Compass Group PLC is today issuing a trading update ahead of its Annual General Meeting to be held at 12:00 noon today at the Queen Elizabeth II Conference Centre, Broad Sanctuary, Westminster, London SW1P 3EE. At this meeting, shareholders will be provided with the following update on the Group’s performance since 30 September 2014.
Compass had a strong start to the new financial year. Organic revenue grew 5.7% for the first three months to 31 December 2014. Our focus on organic growth continues to drive strong levels of new business and good retention rates across all regions. Like for like revenue increased in the quarter, reflecting modest pricing and some volume improvement.
Our ongoing commitment to generating efficiencies in the business continues to be supported by our management and performance (MAP) programme. We are using these efficiencies to invest in the exciting growth opportunities around the Group, whilst also improving our operating margin.
North America had a strong start to the year. The trends seen in the second half of 2014 continued into the first quarter of 2015. We had good levels of new business wins, unusually high retention rates and an improvement in like for like revenues in some sectors. Importantly, Europe & Japan returned to growth, driven by good levels of new business wins and better retention. Whilst still negative, like for like volumes have improved. In Fast Growing & Emerging, double digit organic growth in emerging markets, driven by a continued trend to outsourcing, offset volume pressures in some countries due to a mixed macroeconomic back drop, and the expected decline in the Australian offshore and remote sector.
Trading results from our overseas operations are translated at the average exchange rates for the period. Sterling weakened against the US dollar, especially towards the end of the quarter; however, it continued to strengthen against many of the Group’s other key currencies, including the Euro, Yen, Australian dollar and Brazilian real. Taken together, these currency movements, compared to the same quarter last year, had a negative translation impact on revenues and profit in the quarter of £40 million and £2 million respectively.

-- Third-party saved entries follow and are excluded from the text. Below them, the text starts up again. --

PR #12155, opened 2025-04-24
All: Translation: Add ro_MD.po

SilverGreen93:
This PR adds the ro_MD translation file and also renames the ro.po to ro_RO.po.

@tessus Can you update the Language selection dropdown from options to reflect this change? It should be:
- Română (România) for ro_RO
- Română (Moldova) for ro_MD

Or just tell me how to do it and I can do it myself.

### DIFF
--- a/packages/tools/locales/ro_MD.po
+++ b/packages/tools/locales/ro_MD.po
@@ -1,0 +1,7353 @@
+# SOME DESCRIPTIVE TITLE.
+# Copyright (C) YEAR Laurent Cozic
+# This file is distributed under the same license as the Joplin-CLI package.
+# FIRST AUTHOR <EMAIL@ADDRESS>, YEAR.
+#
+msgid ""
+msgstr ""
+"Project-Id-Version: Joplin-CLI 1.0.0\n"
+"Report-Msgid-Bugs-To: \n"
+"POT-Creation-Date: \n"
+"PO-Revision-Date: \n"
+"Last-Translator: Mihai Vasiliu <mihai.vasiliu.93@gmail.com>\n"
+"Language-Team: \n"
+"Language: ro_MD\n"
+"MIME-Version: 1.0\n"
+"Content-Type: text/plain; charset=UTF-8\n"
+"Content-Transfer-Encoding: 8bit\n"
+"Plural-Forms: nplurals=3; plural=(n==1 ? 0 : n==0 || (n!=1 && n%100>=1 && "
+"n%100<=19) ? 1 : 2);\n"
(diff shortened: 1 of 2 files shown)


tessus (approved):
As long as `ro_RO` and `ro_MD` are valid locale specifiers, everything should be fine. The selection drop down is automatically built from the specifiers. 

I didn't even know that there are more than one flavor of Romanian, other than the obvious regional dialects. e.g. in Austria there are more than 200 dialects, but they are not considered different type of languages like Portuguese from Portugal and Brazil.

I did a bit of digging and sometimes the specifier for Moldowa is MO, but I think the Posix locale is indeed `ro_MD`.

SilverGreen93:
> As long as `ro_RO` and `ro_MD` are valid locale specifiers, everything should be fine. The selection drop down is automatically built from the specifiers.

Yes, they are in all projects I worked on. That's great flexibility! Thanks!

> I didn't even know that there are more than one flavor of Romanian, other than the obvious regional dialects. e.g. in Austria there are more than 200 dialects, but they are not considered different type of languages like Portuguese from Portugal and Brazil.

Well, this is not such a different flavour, but similar to the en_US vs en_GB comparison. Some prefer other synonyms for the same word, some prefer a different ortography. For example, Romania decided in 1993 to re-introduce an obsolete letter "â" for no good reason, while Moldova kept the ortography with "î", which I prefer for its uniformity and simplicity.

> I did a bit of digging and sometimes the specifier for Moldowa is MO, but I think the Posix locale is indeed `ro_MD`.

Never heard of MO, but MD is the standard not only in POSIX.

tessus:
Well, the issue with US vs GB English is actually worse than you might think. Although it is not as bad for application translations.
There are terms that mean the exact opposite. But even that is rather easy, if you know about those. But there are things that are way more subtle.
I don't even want to start with Canadian, Aussie and Kiwi. Full stop at Irish and Scottish. ;-)

And that's just freaking English. My French really sucks, but even I can ascertain the differences between Canadian, Parisian, and Belgian French. And those do not even consider the dialects/nouances/variants spoken like in North Africa (Marrakesh) or Asia.

As for Austrian dialects (I'm a bit biased there, since I grew up in Austria) I can only say that they use completely different words (don't even start with pronunciation) even if people are just 20km away from each other. Germans usually don't understand Austrian German, unless Austrians try to speak High German. I was once told by a German that my German is not that bad... ;-)

But I guess we are ok with those 2 Romanian variants in Joplin. I can't recall whether I have to run the processing manually, or whether this is done via the release pipeline now. @laurent22 might know the answer.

Compass had a strong first quarter, and we maintain our positive expectations for the full year. However, the economic environment is uncertain in some of our markets, and lower oil prices may impact our oil extraction related offshore and remote business. Our pipeline of new contracts is encouraging, and our focus on organic growth and efficiencies gives us confidence in achieving another year of delivery. In the longer term, we remain excited about the significant structural growth opportunities globally and the potential for further revenue and margin growth.